The following diagram shows a more aggressive (-a 3) scan of bittherapy.net with WhatWeb. The sed command shown will format the output to something a bit easier to read:
Figure 2.3: Running WhatWeb and filtering the results
A level-3 aggression scan will perform several more requests to help to improve the accuracy of results.
WhatWeb is available on Kali Linux and most other penetration testing distributions. It can also be downloaded from https://github.com/urbanadventurer/WhatWeb.
Nikto
Nikto provides value during the initial phases of the engagement. It is fairly non-intrusive and with its built-in plugins, it can provide quick insight into the application. It also offers some more aggressive scanning features that may yield success on older applications or infrastructure.
If the engagement does not require the attackers to be particularly stealthy, it doesn't hurt to run through the noisier Nikto options as well. Nikto can guess subdomains, report on unusual headers, and check the robots.txt file for interesting information:
Figure 2.4: A standard scan of the example.com domain
Nikto outputs information on the HTTPS certificate, the server banner, any security-related HTTP headers that may be missing, and any other information that may be of interest. It also noticed that the server banner had changed between requests, indicating that a WAF may be configured to protect the application.
Nikto can be downloaded from https://github.com/sullo/nikto. It is also available in most penetration testing-focused Linux distributions, such as Kali or BlackArch.
CMS scanners
When the target is using a CMS, such as Joomla, Drupal, or WordPress, running an automated vulnerability testing tool should be your next step.
WordPress is a popular CMS because it provides plugins for almost any type of site, making it very customizable and widely-adopted, but also complex, with a large attack surface. There are tons of vulnerable plugins, and users typically don't upgrade them frequently.

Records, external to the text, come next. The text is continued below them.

PR #5159, opened 2020-03-25
[MM-23517] - Fix channel header popover

ghost:
#### Summary
This fixes the line breaks that were removed in the markdown formatting. Checked the messages everywhere that use the 'marked' function and nothing looks broken. The style change is needed because on the new side bar the popover needs a different left offset. 

#### Ticket Link
https://mattermost.atlassian.net/browse/MM-23517

### DIFF
--- a/components/channel_header/channel_header.js
+++ b/components/channel_header/channel_header.js
@@ -85,6 +85,7 @@ class ChannelHeader extends React.PureComponent {
         }).isRequired,
         teammateNameDisplaySetting: PropTypes.string.isRequired,
         currentRelativeTeamUrl: PropTypes.string.isRequired,
+        newSideBarPreference: PropTypes.bool,
     };
 
     constructor(props) {
@@ -290,6 +291,7 @@ class ChannelHeader extends React.PureComponent {
             rhsState,
             hasGuests,
             teammateNameDisplaySetting,
+            newSideBarPreference,
         } = this.props;
         const {formatMessage} = this.props.intl;
         const ariaLabelChannelHeader = Utils.localizeMessage('accessibility.sections.channelHeader', 'channel header region');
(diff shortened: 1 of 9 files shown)


hmhealey (approved):

esethna (changes requested):
Thanks Nevy! Nice find on the sidebar left offset, although I'm still seeing a slight shift:

c186ca1d3762a23b84267555d73c6345

esethna (approved):

devinbinnie (commented):
There's actually a way you can do this without using JavaScript.
You can define a CSS selector that checks to see if `#SidebarContainer` is a sibling, then select `.channel__wrap` and you can go down the CSS tree from there.

Should look something like:
`#SidebarContainer + .channel__wrap .channel-header__popover`

nevyangelova:
@devinbinnie I see the point of doing it without Javascript but I feel in this case is more clear to drive it from the state, because the reason for adding the class is clearer and its grouped together with the other variable.

jgilliam17:
@nevyangelova Looks good
Only one issue
there is a shift to the left in the popover on DM channels, due to status below name. See gif.
Popover shift

nevyangelova:
@hmhealey @devinbinnie I am not super happy with the hacky CSS of the popover and would like to open a follow up ticket to investigate re-doing it and fixing the positioning in a more elegant and consistent way, similar to the dot menu exploration.

devinbinnie:
> @devinbinnie I see the point of doing it without Javascript but I feel in this case is more clear to drive it from the state, because the reason for adding the class is clearer and its grouped together with the other variable.

@nevyangelova I look at it as a separation of concerns issue, where the styling and component logic should be kept separate. I would only use a custom class driven by component logic when CSS breaks down.

I'm only about 2/5 on this, not sure what other people think but I won't hold up the PR.

devinbinnie (approved):

nevyangelova:
I agree with that and I am not happy with the final solution with adding classes, lets explore redesigning the component and styles in the ticket I mentioned above.

jgilliam17 (approved):
Thank you @nevyangelova 

Tested, looks good to merge.
- Verified line breaks, new lines, fixed first line of channel description and popover not shifting on hover.
- Popover text formatting matches edit channel header modal.

PR #5170, opened 2020-03-25
MM-23458 Add missing atBottom condition for showMessageHistoryToast

sudheerDev:
#### Summary
Based on the latest changes from https://github.com/mattermost/mattermost-webapp/pull/5109 we also need a check for `atBottom` for archive toast which was missed in the previous PR.

#### Ticket Link
https://mattermost.atlassian.net/browse/MM-23458

### DIFF
--- a/components/toast_wrapper/toast_wrapper.jsx
+++ b/components/toast_wrapper/toast_wrapper.jsx
@@ -78,7 +78,7 @@ class ToastWrapper extends React.PureComponent {
             showUnreadToast = unreadCount > 0 && !props.atBottom;
         }
 
-        if (typeof showMessageHistoryToast === 'undefined' && props.focusedPostId !== '') {
+        if (typeof showMessageHistoryToast === 'undefined' && props.focusedPostId !== '' && props.atBottom !== null) {
             showMessageHistoryToast = props.initScrollOffsetFromBottom > 1000 || !props.atLatestPost;
         }
 
--- a/components/toast_wrapper/toast_wrapper.test.jsx
+++ b/components/toast_wrapper/toast_wrapper.test.jsx
@@ -164,9 +164,12 @@ describe('components/ToastWrapper', () => {
                 ...baseProps,
                 focusedPostId: 'asdasd',
                 atLatestPost: false,
+                atBottom: null
             };
             const wrapper = shallowWithIntl(<ToastWrapper {...props}/>);
+            expect(wrapper.state('showMessageHistoryToast')).toBe(undefined);
 
+            wrapper.setProps({atBottom: false});
             expect(wrapper.state('showMessageHistoryToast')).toBe(true);
         });
 


sudheerDev:
@jgilliam17 Here is the PR i was talking about the issue you pointed out about history toast

jgilliam17:
Thank you @sudheerDev 
I am seeing few issues (testing on Mac)
1. When viewing permalink to first few posts on any channel, history toast is not present on Chrome and Safari (yes on Firefox)
2. `Jump to` on history toast doesn't go to bottom of the channel right away, shows a screen near the bottom then refreshes/reloads to actually show the bottom (white screen on the main view). 
I am not seeing this issue with the new message toast.

sudheerDev:
@jgilliam17 

> 1. When viewing permalink to first few posts on any channel, history toast is not present on Chrome and Safari. 
That is how it is supposed to work based on the spec 
```
Archive toast: When user jumps to an old post/permalink in a read channel
Toast is present only if jumping to a permalink when your not viewing the bottom of the channel + 1000 pixels
```
Link for spec https://docs.google.com/document/d/1lANE8O3jVn4yjHNBbe4tMtXVcl3BYcRLWS0IViQ2Vds/edit#bookmark=id.lyco82r7doa7

I cannot replicate the issue with firefox. Can you try a post above that probably that post is just above 1000px in firefox? 


> 2. Jump to on history toast doesn't go to bottom of the channel right away, shows a screen near the bottom then refreshes/reloads to actually show the bottom (white screen on the main view).
I am not seeing this issue with the new message toast.

This is how it is supposed to work too. 
If the new post and the adjoining posts as well are on client, all we have to do it scroll to it. If we dont have the adjoining posts then we need to fetch from server so we show a loader and then show the posts once API returns it.

in the case of `new messages toast` it did not happen because the new post and the adjoining posts are all in the view so it just scrolled to it.

We can simulate scrolling or loading to show the new set of posts in all three toasts(unread toast, new messages toast, history toast) based on the above logic.

Like for example. 
1. Visit a channel
2. Mark few posts in channel as unread by scrolling a bit(such that unread message toast appears).
3. scroll a bit more and load more posts.
4. Click on a post timestamp to load the permalink view
5. click on the unread toast which says `X new messages since`

Observed: scrolled to the bottom without without refresh.

But instead 
1. Visit a channel
2. scroll a bit more load more posts
3. mark a post from the new set of posts as unread
4. Refresh
5. click on the unread toast which says `X new messages since`

Observed: You see a loader and then followed by new set of posts

On client we do whatever it takes to take you to the post but that means at times we have to call server because we don't have all the posts in case of like looking at permalink of older posts and trying to go to latest post hence the loader.

jgilliam17:
Thank you Sudheer,

> 1. Visit a channel
> 2. Mark few posts in channel as unread by scrolling a bit(such that unread message toast appears).
> 3. scroll a bit more and load more posts.
> 4. Click on a post timestamp to load the permalink view
> 5. click on the unread toast which says `X new messages since`
> 
> Observed: scrolled to the bottom without without refresh.

I see a page load here and it happens after the bottom is already in view. I am not sure this is as intended. 
When I see the bottom I am under the impression my `jump to` bottom is done, but 3 seconds later main view reloads. 

> 1. Visit a channel
> 2. scroll a bit more load more posts
> 3. mark a post from the new set of posts as unread
> 4. Refresh
> 5. click on the unread toast which says `X new messages since`
> 
> Observed: You see a loader and then followed by new set of posts

This works as described, I didn't see an issue with reload of the main view or any lag when jumping to the bottom with new messages.

sudheerDev:
> I see a page load here and it happens after the bottom is already in view. I am not sure this is as intended.
> When I see the bottom I am under the impression my `jump to` bottom is done, but 3 seconds later main view reloads.

Sounds like https://github.com/mattermost/mattermost-webapp/pull/5188/. Can you wait for highlight to  fadeout i.e wait for 6 secs and then try? If waiting fixes that then this issue will be fixed with the other PR. If not we can create a separate ticket tomorrow after these get it.

jgilliam17:
> > I see a page load here and it happens after the bottom is already in view. I am not sure this is as intended.
> > When I see the bottom I am under the impression my `jump to` bottom is done, but 3 seconds later main view reloads.
> 
> Sounds like #5188. Can you wait for highlight to fadeout i.e wait for 6 secs and then try? If waiting fixes that then this issue will be fixed with the other PR. If not we can create a separate ticket tomorrow after these get it.

Thank you for pointing that out Sudheer!
I was clicking on the `jump to` before highlight fade/url change.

During a test, you may find a remotely exploitable vulnerability in one of the plugins that provides a shell, but more often than not, WordPress is a treasure trove of information. Usernames can be enumerated, passwords are often weak and easily brute-forced, or directory indexing may be enabled. The WordPress content folder sometimes also contains sensitive documents uploaded "temporarily" by the administrator. In later chapters, we will see how an improperly configured WordPress instance can be leveraged to attack the application server and move laterally through the network.

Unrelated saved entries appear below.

PR #5173, opened 2020-03-25
[MM-23589] Fixed the handleRemovedUserEvent to wait for the user to leave the channel before redirecting

devinbinnie:
#### Summary
The websocket action for removing a user from a channel was dispatching the `LEAVE_CHANNEL` action too late, so that `redirectUserToDefaultTeam` would redirect the user back to the same channel they just left.

This PR fixes that behaviour and adds tests for the new and old sidebar (since the old sidebar handled this by calling `redirectUserToDefaultTeam` after the state had updated)

#### Ticket Link
https://mattermost.atlassian.net/browse/MM-23589

### DIFF
--- a/e2e/cypress/integration/websocket/handle_removed_user_spec.js
+++ b/e2e/cypress/integration/websocket/handle_removed_user_spec.js
@@ -42,9 +42,10 @@ describe('Handle removed user - old sidebar', () => {
             const userId = res.body.id;
             return cy.removeUserFromChannel(channelId, userId);
         }).then(() => {
-            // * Verify that the channel changed back to Town Square
+            // * Verify that the channel changed back to Town Square and that Off-Topic has been removed
             cy.url().should('include', `/${teamName}/channels/town-square`);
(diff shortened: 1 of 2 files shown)


e2e/cypress/integration/websocket/handle_removed_user_spec.js
```diff
@@ -0,0 +1,94 @@
...
+        cy.getCurrentChannelId().then((res) => {
+            channelId = res;
+            return cy.apiGetMe();
+        }).then((res) => {
+            const userId = res.body.id;
+            return cy.removeUserFromChannel(channelId, userId);
+        }).then(() => {
+            // * Verify that the channel changed back to Town Square
+            cy.url().should('include', `/${teamName}/channels/town-square`);
+            cy.get('#channelHeaderTitle').should('be.visible').should('contain', 'Town Square');
```
saturninoabril: Can we add another assertion here to check that Off-Topic is removed from the LHS? 
```
cy.get('.SidebarChannel:contains(Off-Topic)').should('not.exist');
```

Same below.

jwilander:
Nice test 👍

PR #5805, opened 2020-06-25
Consitering strings in resolve element. 

crspeller:
#### Summary
Strings are used here in plugins and are not valid react elements. But they also can't be turned directly into components as `React.createElement("Not a component name")` thinks you mean `<Not a component name/>`


crspeller:
Merging, otherwise this breaks community.

PR #5816, opened 2020-06-29
MM-26339 - Add context and CommandArgs to dynamic autocomplete calls

cpoile:
#### Summary
- Add what context is available to dynamic autocomplete calls. The server component of this PR (will link below) adds whatever else it can.

#### Ticket Link
- https://mattermost.atlassian.net/browse/MM-26339

#### Related Pull Requests
- Has server changes: https://github.com/mattermost/mattermost-server/pull/14940
- Has redux changes: https://github.com/mattermost/mattermost-redux/pull/1181


components/suggestion/command_provider.jsx
```diff
@@ -54,6 +54,17 @@ export class CommandSuggestion extends Suggestion {
 }
 
 export default class CommandProvider extends Provider {
+    constructor(props) {
```
crspeller, line 57: Maybe don't call them props. I thought this was a component for a second.

components/suggestion/command_provider.jsx
```diff
@@ -115,7 +126,14 @@ export default class CommandProvider extends Provider {
 
     handleWebapp(pretext, resultCallback) {
         const command = pretext.toLowerCase();
-        Client4.getCommandAutocompleteSuggestionsList(command, getCurrentTeamId(store.getState())).then(
+        const teamId = getCurrentTeamId(store.getState());
+
+        const args = {
+            channel_id: this.channelId,
+            ...(this.rootId && {root_id: this.rootId, parent_id: this.rootId}),
```
crspeller, line 133: This works? Maybe just make a conditional?

components/suggestion/command_provider.jsx
cpoile: @crspeller Sure, but I can't think of anything better. I'll follow your suggestion.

WordPress is not alone in this space. Joomla and Drupal are also very popular and sport many of the same vulnerabilities and configuration issues that are seen in WordPress installations.
There are a few scanners available for free that aim to test for low-hanging fruit in these CMSs:
- WPScan (aimed at testing WordPress installations
- JoomScan (CMS scanner specializing in Joomla testing
- droopescan (scanner with some support for Joomla
- CMSmap (supporting WordPress, Joomla, and Drupal
Note
Before proceeding with a WordPress scan, make sure that it is hosted inside the engagement scope. Some CMS implementations will host the core site locally, but the plugins or content directories are on a separate content delivery network (CDN). These CDN hosts may be subject to a penetration testing notification form before they can be included in the test.
We will cover CMS assessment tools, such as WPScan, in more detail in later chapters.